## What is expected
Read through the listing, and wherever a line holds the word "different", return it.

## Dataset records
PR #1326, opened 2021-01-04
Add backfill TTL config variable

hsorellana:
This PR adds a new variable in Helm charts for configuring the timeout for Backfill TTL

This PR should be merged after #1325 is merged and resolving all conflicts, if any.


Laremere:
I prefer the timeout being a fraction of the ticket pending timeout, as it is requires less configuration, and it removes a possible misconfiguration causing bugs.  Is there a compelling reason to add this?

hsorellana:
as i understood it, this variable goes in replacement because, right now, it is used another variable for this use case, which wasn't meant to be, in the first place

hsorellana:
@Laremere i was thinking about adding the `backfillTimeToLive` variable in a way that it's use like this:

```go
func getBackfillReleaseTimeout(cfg config.View) time.Duration {
	return cfg.GetDuration("pendingReleaseTimeout") * cfg.GetFloat64("backfillTimeToLive")
}
```

so that way, in either values.yaml files, can be defined how much percentage of `pendingReleaseTimeout` should be applied to `backfillTimeToLive`, but everything configurable can be source of bugs.

What do you think about this??

aLekSer:
@hsorellana there might be `backfillTTLPortion` parameter which is in between `(0; 80%)` interval. If something bigger than this  you can default it to `80%` with warning message, that one of parameters was ignored.

hsorellana:
@aLekSer nice, i like that approach

Laremere:
Sorry - still don't see the need for this variable?

It's okay if the ticket pending timeout is used for this as well - they're both related to how long OM should wait before giving up on game servers.  Perhaps we should document the config file a bit better, but other than that I don't see any value in having this as a configuration option - when would someone ever want to change it from the default?

aLekSer:
This parameter was requested by @scosgrave Sean and the team.

internal/statestore/ticket_test.go
```diff
@@ -903,6 +903,7 @@ func createRedis(t *testing.T, withSentinel bool, withPassword string) (config.V
 	cfg.Set("redis.pool.maxActive", 5)
 	cfg.Set("backfillLockTimeout", "1m")
 	cfg.Set("pendingReleaseTimeout", "200ms")
+	cfg.Set("backfillTimeToLive", "800ms")
```
aLekSer, line 906: @hsorellana I thought you would change this `800ms` time to some per cent value and rename this `backfillTimeToLive` to something like `backfillTTL` .

aLekSer (changes requested):
Changes in this PR are inconsistent

aLekSer:
This should hold: `AcknowledgeBackfill time < cleanupBackfillTTL < pendingRelease timeout`.
Otherwise backfill would be expired, or for the second we have some regular tickets associated but already returned to the pool of available tickets.

scosgrave:
> This parameter was requested by @scosgrave Sean and the team.

I think we requested this because we did not know tickets would be released from the backfill when pendingRelease timeout happened. Having seen the work you have done, and the discussion here, I agree that backfillTTL should not be a independent config setting. We should make it a percentage of the pendingRelease timeout, and make sure we document that there is a relationship between the two. In addition, we should make it easy for those running Open Match to determine how often their game servers should acknowledge backfills. Maybe we should print out the backfillTTL at startup?

PR #1328, opened 2021-01-04
Backfill scenario in scale tests

yeukovichd:
Extends current scale tests by new backfill scenario.


examples/scale/scenarios/backfill/backfill.go
```diff
@@ -0,0 +1,414 @@
...
+}
+
+func runAcknowledgeBackfills(fe pb.FrontendServiceClient, matchesToAcknowledge <-chan *pb.Match, logger *logrus.Entry) {
+	for m := range matchesToAcknowledge {
+		ids := []string{}
+		for _, t := range m.Tickets {
+			ids = append(ids, t.GetId())
+		}
+
+		err := doAcknowledgeBackfill(fe, m.Backfill.Id)
```
aLekSer, line 203: We have only one `AcknowledgeBackfill` per Backfill returned by FetchMatches. In the real case there would be series of `AcknowledgeBackfill`. Say every minute.

aLekSer: This is the fastest way to feel the match. So probably OK for now.

examples/scale/backend/backend.go
```diff
@@ -39,17 +40,6 @@ var (
 	})
 
 	activeScenario = scenarios.ActiveScenario
-
```
Laremere, line 42: What's the reason for moving this into a separate package?  Just so the backfill scenario can access it?

Laremere (changes requested):
The intent behind the code structure of the scale tests is that the game logic is separated from infrastructure logic.  For backfill I would like that to continue.  You can see in the scenario there's a "GameScenario", the only thing added there should be what a backfill created on the frontend looks like, I think?

Specifically, extending the interface to have different backend and frontend implementations is not the desired way to go with this code.  The scenario object created should turn on or off functionality in the frontend/backend.

For the backend, I don't think there needs to be any new parameters - the director knows whether it was a backfill match based on the presence of backfill, and can choose behavior based on that.

Backfill acknowledgement should work on a loop for each backfill.  Though if there's a scenario where the backfill fills up, the "game server" can choose to delete the backfill instead of acknowledging it.  It should only trigger this loop if "allocate server"" is true on the match, otherwise the backend can basically do nothing (other than note the values for the metrics.)

Laremere:
Oh, and willing to discuss more if that doesn't make sense, or if the existing structure isn't allowing my suggestions to work - we may need to refactor this a little more to handle the new scenarios.

examples/scale/backend/backend.go
yeukovichd: Yes, I moved metrics into separate package because I wanted to reuse them.

yeukovichd:
> Oh, and willing to discuss more if that doesn't make sense, or if the existing structure isn't allowing my suggestions to work - we may need to refactor this a little more to handle the new scenarios.

examples/scale/scenarios/firstmatch/firstmatch.go
```diff
@@ -50,7 +51,11 @@ func (_ *FirstMatchScenario) Ticket() *pb.Ticket {
 	return &pb.Ticket{}
 }
 
-func (_ *FirstMatchScenario) MatchFunction(p *pb.MatchProfile, poolTickets map[string][]*pb.Ticket) ([]*pb.Match, error) {
+func (_ *FirstMatchScenario) Backfill() *pb.Backfill {
```
hsorellana, line 54: in this case, if the "instance" for FirstMatchScenario is not used, simply set (*FirstMatchScenario) as owner of the func. I think is cleaner

Laremere:
Yes the logic shouldn't be in the game scenario.
I'm not convinced that a new interface is necessary.  If everything for, eg, the frontend were in the frontend package, then you wouldn't need to move frontend metrics to another package.  Also most of the logic is the same, so I'm worried about duplicating too much with different infrastructure

Issue #1142, opened 2020-03-03
Several redis items still installed with redis disabled


Laremere:
Reporting by Luna on slack:

> I also noticed even with redis disabled I'm still getting the following objects:
om-redis-podsecuritypolicy
om-redis-role
om-redis-role-binding

yfei1:
This issue has been there for a while, I haven't figured out a neat way to resolve this yet.

PR #1330, opened 2021-01-10
Fix for Helm chart to use custom Redis

SealTV:
It is currently not possible to use Helm Chart with a custom Redis instance.

The error happens when I try to deploy Helm Chart with the following config:
```yaml values-open-match.yaml
open-match-core:
  enabled: true

  redis:
    enabled: false
    hostname: my_redis_host
    port: 6379
    user: ""
```

I get the error:
```bash
$ helm upgrade open-match ./open-match/install/helm/open-match --install --namespace default --create-namespace -f ./values-open-match.yaml --wait --timeout 10m
#Release "open-match" does not exist. Installing it now.
#Error: template: open-match/templates/service-account.yaml:107:11: executing "open-match/templates/service-account.yaml" at <include "call-nested" (list . "redis" "redis.serviceAccountName")>: error calling include: template: open-match/templates/_helpers.tpl:225:4: executing "call-nested" at <include $template (dict "Chart" (dict "Name" (last $subchart)) "Values" $values "Release" $dot.Release "Capabilities" $dot.Capabilities)>: error calling include: template: no template "redis.serviceAccountName" associated with template "gotpl"
```

This PR fix the error.


Laremere (approved):

aLekSer (approved):

aLekSer:
This fix is part of fixing this issue: https://github.com/googleforgames/open-match/issues/1142

PR #1331, opened 2021-01-11
Fix proto comments for better markdown output

hsorellana:
Improves the definition in protobuf objects so when the autogenerated documentation has an improved display of it


api/frontend.proto
```diff
@@ -84,25 +84,31 @@ message WatchAssignmentsResponse {
...
 // to possible change or removal.
 message CreateBackfillRequest {
+  // An empty Backfill object.
   Backfill backfill = 1;
 }
 
 // BETA FEATURE WARNING: This Request message is not finalized and still subject
 // to possible change or removal.
 message DeleteBackfillRequest {
+  // An existing Backfill ID.
```
HazWard, line 104: Just a personal preference but `ID of backfill ticket to delete`. The other could follow the same pattern but otherwise it looks good to me.

hsorellana: nice, i like it. Will change it

api/messages.proto
```diff
@@ -239,9 +236,10 @@ message Match {
   reserved 5, 6;
 }
 
+// Represents a backfill entity which is used to fill partially full matches.
+//
```
Laremere, line 240: You removed this newline between the comment and the beta feature warning elsewhere, why add it here?

hsorellana: My initial intention was to keep a separate line between object description and the beta feature warning but i realized this only works at top level. If i put a separate line in an inner field, the markdown generated has tables broken visually

Laremere (approved):

PR #1332, opened 2021-01-11
Add help comments in Makefile

hsorellana:
Adds description to make command and displays it when running make help


Makefile
```diff
@@ -739,6 +746,10 @@ define fast_test_folder
 	$(foreach dir, $(wildcard $(1)/*/.), $(call fast_test_folder, $(dir)))
 endef
 
+## ####################################
```
aLekSer, line 749: This should be before `define test_folder`

aLekSer (changes requested):

Makefile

## Answer to this task
Specifically, extending the interface to have different backend and frontend implementations is not the desired way to go with this code.  The scenario object created should turn on or off functionality in the frontend/backend.
I'm not convinced that a new interface is necessary.  If everything for, eg, the frontend were in the frontend package, then you wouldn't need to move frontend metrics to another package.  Also most of the logic is the same, so I'm worried about duplicating too much with different infrastructure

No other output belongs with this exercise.